What is required:
Would you copy out only the lines from the one with "But for other" to the end of the records, exactly as they stand?

[Saved entries]
----------------------------------------

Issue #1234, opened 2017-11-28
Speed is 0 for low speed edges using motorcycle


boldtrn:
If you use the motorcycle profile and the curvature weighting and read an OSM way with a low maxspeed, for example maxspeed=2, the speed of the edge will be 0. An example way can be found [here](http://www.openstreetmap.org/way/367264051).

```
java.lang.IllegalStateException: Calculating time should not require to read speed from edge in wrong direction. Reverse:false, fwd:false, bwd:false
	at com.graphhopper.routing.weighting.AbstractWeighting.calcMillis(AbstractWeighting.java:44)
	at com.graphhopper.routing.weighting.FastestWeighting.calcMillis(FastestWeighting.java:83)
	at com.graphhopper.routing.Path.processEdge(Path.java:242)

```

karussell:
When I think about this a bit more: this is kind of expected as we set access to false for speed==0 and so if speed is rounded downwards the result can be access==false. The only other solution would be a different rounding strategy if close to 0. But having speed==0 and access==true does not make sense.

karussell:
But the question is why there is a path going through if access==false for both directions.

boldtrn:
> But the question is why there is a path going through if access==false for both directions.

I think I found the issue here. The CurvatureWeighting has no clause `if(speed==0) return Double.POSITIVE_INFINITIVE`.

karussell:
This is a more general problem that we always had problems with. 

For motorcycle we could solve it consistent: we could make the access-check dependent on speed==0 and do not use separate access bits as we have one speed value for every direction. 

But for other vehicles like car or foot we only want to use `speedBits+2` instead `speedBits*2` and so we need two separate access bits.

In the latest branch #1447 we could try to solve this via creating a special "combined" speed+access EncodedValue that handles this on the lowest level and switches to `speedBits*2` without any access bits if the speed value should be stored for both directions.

----------------------------------------

Response below:
But for other vehicles like car or foot we only want to use `speedBits+2` instead `speedBits*2` and so we need two separate access bits.

In the latest branch #1447 we could try to solve this via creating a special "combined" speed+access EncodedValue that handles this on the lowest level and switches to `speedBits*2` without any access bits if the speed value should be stored for both directions.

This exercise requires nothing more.